PR #740, opened 2022-03-07
extensions: Remove references to qemu-kiwi and advanced-virt

etrunko:
From RHEL 8.6 onwards, there is no qemu-kiwi package nor advanced
virtualization reposiory. The kata-containers package has been adjusted
to require the qemu-kvm-core pacakge instead.

Signed-off-by: Eduardo Lima (Etrunko) <etrunko@redhat.com>


jlebon:
/ok-to-test
/lgtm

Cool, that's a nice cleanup. Let's also delete the repo file from the internal redhat-coreos repo.

miabbott:
``` 
Problem: conflicting requests
  - nothing provides qemu-kiwi >= 5.1.0-16 needed by kata-containers-2.3.2-2.el8.x86_64
```
Looks like we need an update to the repos defined in `openshift/release` to point to RHEL 8.6

cgwalters:
> Looks like we need an update to the repos defined in openshift/release to point to RHEL 8.6

I think we have a catch-22 here, we can't do that until it's released, right?  I think we need to handle this by branching/versioning.  We need to *add* rhel8.6 as an option, not replace the current version.  And we should make a `main-8.6` branch here, where this patch could merge.

miabbott:
> > Looks like we need an update to the repos defined in openshift/release to point to RHEL 8.6
> 
> I think we have a catch-22 here, we can't do that until it's released, right? I think we need to handle this by branching/versioning. We need to _add_ rhel8.6 as an option, not replace the current version. And we should make a `main-8.6` branch here, where this patch could merge.

Correct, we don't have the ability to use any 8.6 content yet (due to legal reasons), so a new branch sounds like a reasonable compromise.

etrunko:
> > > Looks like we need an update to the repos defined in openshift/release to point to RHEL 8.6
> > 
> > 
> > I think we have a catch-22 here, we can't do that until it's released, right? I think we need to handle this by branching/versioning. We need to _add_ rhel8.6 as an option, not replace the current version. And we should make a `main-8.6` branch here, where this patch could merge.
> 
> Correct, we don't have the ability to use any 8.6 content yet (due to legal reasons), so a new branch sounds like a reasonable compromise.

Alright, I don't have any experience with this, so can you please provide more information on how should I proceed here?

cgwalters:
/hold
until we can set things up so that CI can work and this can merge.

> Alright, I don't have any experience with this, so can you please provide more information on how should I proceed here?

No worries, it's not your fault or task, it's more on the RHCOS team to figure out.  This is just the first PR that requires 8.6.

HuijingHei:
The error logs:
```
Importing rpm-md...done
rpm-md repo 'rhel-8-baseos'; generated: 2022-03-23T18:28:26Z solvables: 1718
rpm-md repo 'rhel-8-appstream'; generated: 2022-03-23T18:29:24Z solvables: 6603
rpm-md repo 'rhel-8-server-ose'; generated: 2022-03-31T01:08:29Z solvables: 491
rpm-md repo 'rhel-8-fast-datapath'; generated: 2022-03-30T16:21:12Z solvables: 705
rpm-md repo 'rhel-8-nfv'; generated: 2022-03-23T18:27:47Z solvables: 20
Resolving dependencies...done
 Problem: package kata-containers-2.3.3-3.el8.x86_64 requires qemu-kvm-core >= 6.2.0, but none of the providers can be installed
  - conflicting requests
  - package qemu-kvm-core-15:6.2.0-8.module+el8.6.0+14324+050a5215.x86_64 is filtered out by modular filtering
```

HuijingHei:
A little confused about the failed logs, qemu-kvm-core is included in 'rhel-8-appstream', does this mean we should add `rhel-8-appstream` here?

miabbott:
I think we need to keep the `virt:av` module enabled here, since `qemu-kvm-core` is part of the `virt` module.

But modules continue to confuse me to this day, so I could be wrong. :shrug:

etrunko:
Yes, it is confusing, the module still exists, as it is the way the virtualization packages are built with RHEL 8. This is not going to change until RHEL 9.

What changed from 8.4 to 8.6 is that the same version of the virt packages are available in both AV and regular RHEL repositories. So we do not require the AV repository to be enabled. Do you know if there is a call to `dnf module enable virt:av` somewhere?

etrunko:
> A little confused about the failed logs, qemu-kvm-core is included in 'rhel-8-appstream', does this mean we should add `rhel-8-appstream` here?

I think this is what we need.

cgwalters:
Hm, did we lose having build-test-qemu be a gating context?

What this task involves: Each line from the material above that mentions the word "logs" needs to be copied.

Solution to this task:
The error logs:
A little confused about the failed logs, qemu-kvm-core is included in 'rhel-8-appstream', does this mean we should add `rhel-8-appstream` here?
> A little confused about the failed logs, qemu-kvm-core is included in 'rhel-8-appstream', does this mean we should add `rhel-8-appstream` here?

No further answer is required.